= Amy Ralston Povah =

American prisoner advocate

Amy Ralston Povah is an American prisoner advocate and the founder of the CAN-DO Foundation.

== Arrest and clemency ==
Povah (then Amy Pofahl) served nine years of a 24-year sentence for conspiracy in an MDMA trafficking case. After several media pieces covering her sentence including a Glamour magazine story by David France, her sentence was commuted by President Bill Clinton on July 7, 2000.

Her sentence was commuted along with the sentences of Louise House, Shawndra Mills, and Serena Nunn; all of whom "..received much more severe sentences than their husbands and boyfriends" according to Clinton White House Press Secretary, Jake Siewert.

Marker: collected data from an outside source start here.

PR #4873, opened 2026-07-09
Replace public Recipe.job usage with purpose-built Recipe APIs

nvkevlu:
Replaces public Recipe.job usage with purpose-built Recipe APIs.

### Description

Builds on #4862 to remove direct `recipe.job` usage from public examples, documentation, and research jobs.

- Adds `recipe.enable_tensor_streaming(...)` for configuring matching server and client tensor streamers.
- Adds `add_final_global_evaluation(...)` for evaluating a PyTorch recipe’s persisted global model without requesting client model submissions.
- Migrates log streaming, file packaging, server configuration, export, experiment tracking, and final evaluation examples to supported Recipe APIs.
- Expands the client-side MLflow documentation to cover local stores, remote servers, simulation behavior, and per-site configuration.
- Updates the new Kubernetes Recipe example to use `add_server_file()` and targeted `add_client_file()`.

After these changes, there are no remaining `recipe.job` references under `examples/`, `docs/`, or `research/`.

This PR intentionally does not rename the internal `Recipe.job` attribute to `_job`. That mechanical/internal migration will be handled in a separate PR to keep this change focused and easier to review.

### Types of changes

- [ ] Documentation updated.

### DIFF
--- a/examples/advanced/experiment-tracking/mlflow/hello-pt-mlflow-client/README.md
+++ b/examples/advanced/experiment-tracking/mlflow/hello-pt-mlflow-client/README.md
@@ -94,22 +94,22 @@ python job.py
 
 Since each site has its own MLflow receiver, metrics are stored separately:
 
-With the example's `tracking_uri=None`, the store is created under each site's
-job-result directory as `<site-workspace>/<job-id>/mlflow`. Under the default
-simulation workspace, use `find` to locate the generated directory:
+With the example's `tracking_uri=None`, a SQLite store is created under each
+site's job-result directory as `<site-workspace>/<job-id>/mlflow.db`. Under the
+default simulation workspace, use `find` to locate the generated database:
 
 ### View Site-1 Metrics:
 ```bash
-find /tmp/nvflare/jobs/workdir/fedavg_mlflow_client/site-1 -type d -name mlflow
-mlflow ui --backend-store-uri <site-1-mlflow-directory>
+find /tmp/nvflare/jobs/workdir/fedavg_mlflow_client/site-1 -type f -name mlflow.db
+mlflow ui --backend-store-uri sqlite:////absolute/path/to/site-1/mlflow.db
 ```
 
 Open browser to `http://localhost:5000`
 
 ### View Site-2 Metrics:
 ```bash
-find /tmp/nvflare/jobs/workdir/fedavg_mlflow_client/site-2 -type d -name mlflow
-mlflow ui --backend-store-uri <site-2-mlflow-directory> --port 5001
+find /tmp/nvflare/jobs/workdir/fedavg_mlflow_client/site-2 -type f -name mlflow.db
+mlflow ui --backend-store-uri sqlite:////absolute/path/to/site-2/mlflow.db --port 5001
 ```
 
 Open browser to `http://localhost:5001`
--- a/examples/advanced/experiment-tracking/mlflow/hello-pt-mlflow-client/README.md
+++ b/examples/advanced/experiment-tracking/mlflow/hello-pt-mlflow-client/README.md
@@ -10,19 +10,19 @@ This example demonstrates **site-specific (decentralized) MLflow tracking** usin
 - Server handles MLflow authentication
 
 **Client-Side** (this example):
-- Each client has its own MLflow instance
+- Each client has its own local MLflow store
 - Site-specific metric tracking
-- Each site manages its own MLflow server
+- Each site can optionally point at its own MLflow server
 
 ## Overview
 
 This example shows how to configure per-client MLflow tracking:
 
 ```python
+from model import SimpleNetwork
+
 from nvflare.app_opt.pt.recipes.fedavg import FedAvgRecipe
-from nvflare.app_opt.tracking.mlflow.mlflow_receiver import MLflowReceiver
-from nvflare.apis.analytix import ANALYTIC_EVENT_TYPE
-from nvflare.recipe import SimEnv
+from nvflare.recipe import SimEnv, add_experiment_tracking
 
 # Create recipe WITHOUT default server-side tracking
 recipe = FedAvgRecipe(
@@ -36,27 +36,31 @@ recipe = FedAvgRecipe(
     train_script="client.py",
 )
 
-# Add MLflow receiver to each client
-for i in range(2):
-    site_name = f"site-{i + 1}"
-    tracking_uri = f"file:///tmp/nvflare/jobs/workdir/{site_name}/mlruns"
-
-    receiver = MLflowReceiver(
-        tracking_uri=tracking_uri,
-        events=[ANALYTIC_EVENT_TYPE],  # Listen to LOCAL events (not federated)
-        kw_args={"experiment_name": f"site-{site_name}-experiment"}
-    )
-
-    recipe.job.to(receiver, site_name, id="mlflow_receiver")
+# Add an MLflow receiver to every client, but not to the server.
+# With tracking_uri=None, each receiver creates a store in its local job workspace.
+add_experiment_tracking(
+    recipe,
+    "mlflow",
+    tracking_config={
+        "tracking_uri": None,
+        "kw_args": {
+            "experiment_name": "nvflare-fedavg-experiment",
+            "run_name": "nvflare-fedavg-client",
+        },
+    },
+    client_side=True,
+    server_side=False,
+)
 
 env = SimEnv(num_clients=2)
 run = recipe.execute(env)
 ```
 
 **Key points**:
-- By default, no server-side tracking is enabled (analytics_receiver defaults to None)
-- `events=[ANALYTIC_EVENT_TYPE]` - Listen to local events (not `fed.` events)
-- Each site gets its own `tracking_uri`
+- `client_side=True, server_side=False` keeps metric handling on the clients.
+- The helper configures receivers to listen to local events rather than federated `fed.` events.
+- `tracking_uri=None` resolves to a separate MLflow store in each client's job workspace.
+- Sites can use explicit local paths or remote MLflow servers when their deployment requires them.
 
 ## Setup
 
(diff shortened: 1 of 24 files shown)


nvflare/recipe/utils.py
```diff
@@ -314,6 +314,76 @@ def add_experiment_tracking(
         recipe._add_to_client_apps(client_receiver, clients=clients, id="client_receiver")
 
 
+def add_final_global_evaluation(
```
YuanTingHsieh, line 429: @holgerroth please help comment if this is needed/good to have

research/auto-fl-research/tasks/cifar10/job.py
```diff
@@ -50,11 +50,8 @@
 )
 
 from nvflare.apis.dxo import DataKind
-from nvflare.app_common.widgets.validation_json_generator import ValidationJsonGenerator
-from nvflare.app_common.workflows.cross_site_model_eval import CrossSiteModelEval
-from nvflare.app_opt.pt.file_model_locator import PTFileModelLocator
 from nvflare.app_opt.pt.recipes.fedavg import FedAvgRecipe
-from nvflare.recipe import SimEnv, add_experiment_tracking
+from nvflare.recipe import SimEnv, add_experiment_tracking, add_final_global_evaluation
```
YuanTingHsieh, line 54: @holgerroth please help comment if this is needed/good to have

nvflare/recipe/spec.py
```diff
@@ -542,6 +542,73 @@ def enable_log_streaming(self, *file_names: str) -> None:
             self._add_to_client_apps(JobLogStreamer(log_file_name=name))
         self.job.to_server(JobLogReceiver())
 
+    def enable_tensor_streaming(
```
YuanTingHsieh, line 667: @holgerroth please help comment if this is needed/good to have, 
this is JUST for TensorClientStreamer/TensorServerStreamer,
so it is not the same as the streaming we have in f3

nvflare/app_opt/tf/tf_validator.py
```diff
@@ -55,31 +55,18 @@ def __init__(
         **Default recommendation**: Use Client API pattern (like PyTorch) for consistency and simplicity.
         TFValidator is provided for flexibility and backward compatibility with NumPy-style workflows.
 
-        Example (Component-based with TFValidator):
+        Example (Component-based with the lower-level Job API):
```
YuanTingHsieh, line 58: or should we just remove this example section docstring?

examples/advanced/tensor-stream/job.py
```diff
@@ -52,8 +50,7 @@ def main():
     )
     add_experiment_tracking(recipe, tracking_type="tensorboard")
 
-    recipe.job.to_server(TensorServerStreamer(), "tensor_server_streamer")
-    recipe.job.to_clients(TensorClientStreamer(), "tensor_client_streamer")
+    recipe.enable_tensor_streaming()
```
YuanTingHsieh, line 53: @holgerroth please help to comment if this is good to have

nvflare/recipe/spec.py
YuanTingHsieh: alternative if this is not a util, we just do recipe.add_xxx_component

YuanTingHsieh (commented):
Changes LGTM, make sure you tested these updated examples.
And for some utils can @holgerroth and @ZiyueXu77 comment on if that util makes sense?
otherwise we could just use the recipe.add_server_component or recipe.add_client_component

nvflare/recipe/spec.py
YuanTingHsieh: btw, maybe this should be moved to utils.py rather than in spec.py

examples/advanced/experiment-tracking/mlflow/hello-pt-mlflow-client/README.md
```diff
@@ -36,27 +36,31 @@ recipe = FedAvgRecipe(
...
-
-    recipe.job.to(receiver, site_name, id="mlflow_receiver")
+# Add an MLflow receiver to every client, but not to the server.
+# With tracking_uri=None, each receiver creates a store in its local job workspace.
+add_experiment_tracking(
+    recipe,
+    "mlflow",
+    tracking_config={
+        "tracking_uri": None,
+        "kw_args": {
```
chesterxgchen: can we make these args with default values

for example if kw_args are not present, then could default = 
experiment_name = <job_name>-experiment
run_name = <job_name>-Client

further user can simple omit the tracking config if the tracking URL is none. 
 

add_experiment_tracking(recipe, "mlflow)

nvkevlu: updated

nvflare/recipe/utils.py
```diff
@@ -353,10 +355,21 @@ def add_experiment_tracking(
...
+        kw_args = tracking_config.get("kw_args")
+        if kw_args is None:
+            kw_args = {}
+            tracking_config["kw_args"] = kw_args
+        elif not isinstance(kw_args, dict):
+            raise TypeError(f"MLflow kw_args must be a dict, got {type(kw_args).__name__}")
+        recipe_name = getattr(recipe, "name", None) or getattr(recipe.job, "name", None) or "nvflare"
+        kw_args.setdefault("experiment_name", f"{recipe_name}-experiment")
+        kw_args.setdefault("run_name", f"{recipe_name}-Client")
+
```
holgerroth, line 383: The `run_name` default of `"{recipe_name}-Client"` is set unconditionally, even when `server_side=True` and `client_side=False`. For a server-side aggregation run the name "-Client" is misleading. Consider using separate defaults depending on which side is enabled, e.g. `"{recipe_name}-Server"` when only `server_side=True`.

nvflare/recipe/spec.py
```diff
@@ -542,6 +542,73 @@ def enable_log_streaming(self, *file_names: str) -> None:
...
+            TypeError: If ``tasks`` is not a list of strings.
+            ValueError: If ``tasks`` is empty, if ``format`` does not match a
+                declared ``server_expected_format``.
+            RuntimeError: If tensor streaming was already enabled.
+        """
+        from nvflare.app_opt.tensor_stream.client import TensorClientStreamer
+        from nvflare.app_opt.tensor_stream.server import TensorServerStreamer
+
+        if getattr(self, "_tensor_streaming_added", False):
+            raise RuntimeError("tensor streaming has already been enabled for this recipe")
```
holgerroth, line 699: `_tensor_streaming_added` is set here as a dynamic attribute rather than being declared in `__init__`. The same pattern appears for `_cse_added` in `utils.py`. Accessing these with `getattr(..., False)` works today, but if `Recipe` ever gains `__slots__` or dataclass-style annotations these will behave unexpectedly. Recommend initialising both flags to `False` in `Recipe.__init__` to keep them part of the defined interface.

nvflare/recipe/utils.py
```diff
@@ -321,7 +321,9 @@ def add_experiment_tracking(
     Args:
         recipe: Recipe instance to augment with experiment tracking.
         tracking_type: Type of tracking to enable ("mlflow", "tensorboard", or "wandb").
-        tracking_config: Optional configuration dict for the tracking receiver.
+        tracking_config: Optional configuration dict for the tracking receiver. For MLflow,
+            omitting this uses a local file store and derives ``experiment_name`` and
+            ``run_name`` from the recipe name.
         client_side: If True, add tracking to clients (each client tracks locally).
         server_side: If True, add tracking to server (aggregates metrics from all clients). Default: True.
         clients: Optional list of client names for client-side tracking. If None, the
```
holgerroth, line 338: The new public `add_final_global_evaluation` defaults `validation_timeout` to **6000 seconds**, whereas the old local copy in the research scripts omitted the argument entirely (falling back to whatever `CrossSiteModelEval.__init__` defaults to). Callers that migrate from the local helper to this API will silently get a different timeout if the two defaults differ. Worth noting in the docstring or confirming the values match.

tests/unit_test/recipe/utils_test.py
```diff
@@ -586,6 +592,117 @@ def __init__(self, *args, **kwargs):
...
+        add_final_global_evaluation(recipe, participating_clients=["site-1"], validation_timeout=42)
+
+        calls = recipe.job.to_server.call_args_list
+        assert isinstance(calls[0].args[0], PTFileModelLocator)
+        assert calls[0].kwargs == {"id": "final_model_locator"}
+        assert isinstance(calls[1].args[0], ValidationJsonGenerator)
+        controller = calls[2].args[0]
+        assert isinstance(controller, CrossSiteModelEval)
+        assert controller._model_locator_id == "final_model_locator"
+        assert controller._submit_model_task_name == ""
```
holgerroth: These assertions pin private attributes of `CrossSiteModelEval` (`_model_locator_id`, `_submit_model_task_name`, `_participating_clients`, `_validation_timeout`). If that class renames or removes its underscore-prefixed fields the tests break without the public API changing. Where possible, prefer asserting through the public interface; at minimum, add a comment acknowledging this dependency so the next reader knows these are intentional internal checks.

holgerroth (commented):
A few non-blocking suggestions from code review. The overall direction is great — removing `recipe.job` from public examples is the right cleanup.

nvflare/recipe/utils.py
holgerroth: Yes, this is good to have. Makes sense to promote this into the public Recipe API rather than leaving it as scattered local helpers.

research/auto-fl-research/tasks/cifar10/job.py
holgerroth: Yes, looks good. Happy to see the research jobs cleaned up to use the public API.

nvflare/recipe/spec.py
holgerroth: Yes, this makes sense. The naming is fine — it is specifically for the TensorClientStreamer/TensorServerStreamer pair and is not related to F3 streaming.

examples/advanced/tensor-stream/job.py
holgerroth: Yes, good to have. Much cleaner for the example.

nvflare/app_opt/tf/tf_validator.py
nvkevlu: I think this example is still useful because it documents explicit component-based TFValidator placement, which requires the lower-level Job API. Recipe-based jobs are directed to the recommended Client API pattern above, so I’ve kept the example but labeled it clearly.

holgerroth (dismissed):
This makes sense. Nice cleanup — getting recipe.job out of the public examples and docs is a good step, and the new enable_tensor_streaming and add_final_global_evaluation APIs are good additions. All my review comments were addressed in the latest commits, including the matching-defaults test for the validation timeout.

holgerroth (approved):

PR #5022, opened 2026-08-03
Fix stale global failure count in FedStats

chesterxgchen:
## Summary

This PR fixes two independent FedStats defects.

### Issue 1: stale Global failure_count

- move `failure_count` from first-round to second-round aggregation so Global uses each client final cumulative value
- evaluate `failure_count` after histogram and other requested metrics so failures discovered during round two are included
- verify the reported case produces Global count 8, histogram samples 7, and Global failure count 1

### Issue 2: redundant failure_count calls

- compare `StatisticConfig.name` values when checking whether `failure_count` is already configured
- avoid requesting `failure_count` twice in round one while still adding it when missing

## Testing

- `python -m pytest tests/unit_test/app_common/statistics tests/unit_test/app_common/workflow/statistics_controller_test.py tests/unit_test/app_common/executors/statistics/statistics_executor_test.py -q` (84 passed, 12 skipped)
- `./runtest.sh -s`


nvflare/app_common/executors/statistics/statistics_task_handler.py
```diff
@@ -62,7 +62,8 @@ def execute_task(self, task_name: str, shareable: Shareable, fl_ctx: FLContext,
             ds_features = self.get_numeric_features()
             statistics_task = shareable.get(StC.STATISTICS_TASK_KEY)
             target_statistics: List[StatisticConfig] = fobs.loads(shareable.get(StC.STATS_TARGET_STATISTICS))
-            if StC.STATS_FAILURE_COUNT not in target_statistics:
+            target_statistics.sort(key=lambda t: t.name == StC.STATS_FAILURE_COUNT)
```
YuanTingHsieh: [P2] Keep the implicit count before the final failure snapshot

`target_statistics` only contains metrics assigned to this round. Since `count` is not a second-round target, this sort puts `failure_count` after the histogram but the automatic `count()` block below still runs afterward. If a `Statistics` implementation discovers or records failures while counting, the returned and globally aggregated `failure_count` remains stale. Please insert the implicit count into `target_statistics` before sorting, or sample `failure_count` after the automatic-count block, and add a regression test for this ordering.

YuanTingHsieh (commented):
One P2 ordering issue remains in the failure-count fix.

nvflare/app_common/executors/statistics/statistics_task_handler.py
chesterxgchen: Fixed in 659ae2ea1. Implicit count is now inserted into target_statistics before failure_count is sorted last, so failures recorded by count() are included in the final snapshot. Added a second-round regression test covering that side effect; focused FedStats tests, style, and license checks pass.

IsaacYangSLA (approved):
LGTM.

PR #5027, opened 2026-08-04
Fix persistent trainer cleanup on abort

YuanTingHsieh:
## Summary

- stop a persistent `launch_once=true` external trainer before aborted task execution returns
- preserve the configured `stop_grace_period` between SIGTERM and SIGKILL during abort teardown
- add deterministic regression coverage for abort-after-result, entry abort, and grace propagation

## Root cause

Persistent trainers were only retired during `END_RUN`. Job-abort teardown can remove the Client Job process before that event reaches the executor, leaving the trainer reparented to PID 1. The abort path also reduced both the orderly shutdown wait and the separately configured SIGTERM grace to zero, causing immediate SIGKILL escalation.

The fix keeps the intended zero orderly-wait behavior on abort, but retires the owned persistent trainer before `execute()` returns and honors `stop_grace_period`. No F3 code or public configuration surface changes.

## Validation

- `103 passed`: `tests/unit_test/app_common/executors/external_process_backend_test.py`
- `114 passed`: `tests/unit_test/app_common/executors/client_api_executor_test.py`
- external-process abort matrix: 3/3 passed
  - `launch_once=true` abort-after-result: trainers terminated without orphans
  - configured grace: SIGTERM cleanup completed without force-kill escalation
  - `launch_once=false` abort-before-result control: passed
- final trainer leak audit was empty

### DIFF
--- a/nvflare/app_common/executors/client_api/external_process_backend.py
+++ b/nvflare/app_common/executors/client_api/external_process_backend.py
@@ -233,6 +233,7 @@ class ExternalProcessBackend(CellBackendBase):
                 self._send_abort(trainer, f"'{task_name}' is aborted, abort_signal_triggered")
                 if trainer is not None:
                     self._latch_abort(f"'{task_name}' aborted at entry, abort_signal_triggered")
+                self._finish_task_trainer(trainer, launch_once=True)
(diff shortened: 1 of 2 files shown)


nvkevlu (approved):
LGTM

On January 20, 2021, she received a full pardon from Donald Trump.

== CAN-DO Foundation ==
Following her release from prison, Povah founded the CAN-DO foundation to advocate for the release of prisoners serving sentences for non-violent drug offences.

As of August 2020, she has helped more than 100 prisoners receive clemency from the federal government.

She is one of the founders of the National Council of Incarcerated and Formerly Incarcerated Women and Girls.

== Media ==
The 1998 book Shattered Lives: Portraits from America’s Drug War featured her.

Her story was featured in the 2016 documentary Incarcerating US.

She directed and produced the 2013 documentary film 420: The Documentary.